All that would be left of any of us would be smoke and ash.
Asher had betrayed me, but I’d committed the ultimate betrayal
I wanted to sob. I wanted to scream and lash out at the man above me. But I couldn’t move—not even my eyes. They stayed fixed on the cavern ceiling. My lungs had seized up, and I could feel my organs slowing down—dying.
Asher leaned over me, brushing a kiss against my forehead, his hair tickling my skin.
How dare he touch me! Kiss me!
I wanted to shriek at him, I wanted to shred his skin from his bones.
There was no justice to this. This was what happened when hate won out. And the irony of it all! Because even now I felt my connection to him growing. Could the sadist above me feel it? Could he feel anything?
“Lana,” he said softly, “if anyone could’ve changed me, it would’ve been you.” He began to rise, but then he paused. “It was real, what I felt for you. It just . . . it was too late.”
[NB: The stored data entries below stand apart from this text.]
PR #1461, opened 2026-08-14
fix(storage): encode DateTime index keys as separate seconds and nanos

### LINKED ISSUE #1410: DateTime index encoding overflows and errors for years outside ~1677-2262 that Go's index encoding handles natively
Found by a systematic Go-parity audit of `index-encoding`. Triage procedure: #1391.

## Divergence

Go's time index encoding is a composite (seconds, sub-second-nanos) key built from two independent CockroachDB-style varints, which is exact and lossless for any Go time.Time value (bounded only by int64 seconds, i.e. hundreds of billions of years). Rust's encoder first collapses the timestamp into a single i64 count of nanoseconds since the Unix epoch via chrono's `timestamp_nanos_opt()`, which is documented to return `None` outside roughly the year 1677-2262 range. A DateTime value parsed from a perfectly valid RFC3339 string (e.g. "9999-12-31T23:59:59Z", which `chrono::DateTime::parse_from_rfc3339` at crates/document/src/encoding.rs:175/296/304/334 accepts, and which Go's `time.Parse(time.RFC3339, s)` at client/document.go:511 also accepts and can index without issue) fails to encode in Rust's field-value indexer.

## Consequence

Creating or updating a document whose indexed DateTime field holds a legal RFC3339 timestamp outside ~1677-2262 (e.g. far-future/far-past event dates, which the GraphQL schema and RFC3339 parser both permit) fails the document mutation in Rust with an index-encoding error, whereas the identical document and identical index definition succeed in Go.

## References

- **Rust:** crates/storage/src/field_value.rs:103-115 (NormalValue::Time) and :116-128 (NormalValue::NillableTime(Some(v))) — both call `v.timestamp_nanos_opt().ok_or_else(...)`, returning `Error::Other("timestamp ... cannot be encoded as nanoseconds (overflow)")` when the value doesn't fit in a single i64 nanosecond count; crates/storage/src/encoding/time.rs:11-20 (encode_time_ascending/descending take a single i64 unix_nanos)
- **Go v1.0.0 (`3de01484`):** internal/encoding/time.go:19-41 (EncodeTimeAscending/EncodeTimeDescending -> encodeTime encodes `t.Unix()` (int64 seconds, full int64 range) and `t.Nanosecond()` (0-999999999) as two SEPARATE order-preserving varints; no conversion to a single nanosecond-since-epoch scalar, so no overflow for any time.Time representable value)

## Verification done

Checked crates/document/src/encoding.rs and query-parse for any prior validation that would reject out-of-nanosecond-range DateTime values before they reach the index encoder (none found — parse_from_rfc3339 accepts any 4-digit year and is not range-checked against the nanosecond limit before storage/indexing).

Can’t breathe. Can’t breathe can’t breathe can’t breathe.
He stood and moved away from my body, his footsteps fading.
And now my anger and soul-destroying betrayal meant nothing because he was leaving—he was leaving.
He killed me, and then he walked away, that’s how little he valued this. Us. Me.
And I had given him everything.
My vision was fading, fading . . .
For the best. The pain would all be over soon. Perhaps then my broken soul and shattered heart would be at peace.
But a new, strange feeling blossomed inside me.
I hunger for vengeance.
Foreign, this desire to hurt another. Unnatural this wish to h
arm a mate. But Mother above, I clutched the emotion close to me, savored it. I swear I felt the brush of the primus’s dying essence, heard an echo of his laughter.
And then the darkness swallowed me up, and I felt nothing at all.
Asher
I wove through the demons’ fallen bodies, the cave now eerily silent, and climbed the stairs back to the surface. My soul stayed down there with Lana. My heart. My conscience. I was too numb to feel anymore, too hollow.
Back at the car, I wadded up a sock and ducttaped it across the stab wounds along my abs, my hands shaking violently. More than once I had to grip the car frame to steady myself, more than once my face contorted in a silent sob . . . but no more tears came.
It was too monstrous to shed tears. Too soulless.
The stomach wounds weren’t lethal. I wished they were.
To die, that would be merciful.
Rather than live with what I’d done.
The job wasn’t finished. From the trunk, I pocketed the Bic lighter I’d bought and hauled out the gasoline container I’d filled at the gas station this morning. Breathing heavily, I heaved it back down to the cave.
The venom alone should kill them, but I’d learned not to take chances.
I only trusted a demon to stay dead once it was a pile of ash.
I descended the cavern steps, the smell of sulfur thick in my nostrils. Once more I passed over bodies, not giving any of them a second look—none of them but one.
I dropped the container down on the bone-littered floor next to Lana, then paused to catch my breath. Of their own will, my eyes found her face.
I thought I’d feel some sort of bitter satisfaction at the end of it all, but even that had been robbed from me somewhere along the way.
Her body lay at my feet, all but discarded. As though her life wasn’t important, wasn’t cherished . . . wasn’t beloved. Her sightless eyes were still open, her body contorted. That beautiful face of hers didn’t look like it conceded to death without a fight.
I’d held this woman last night, and she’d felt so right beneath me. How badly I’d wanted more nights like that with her.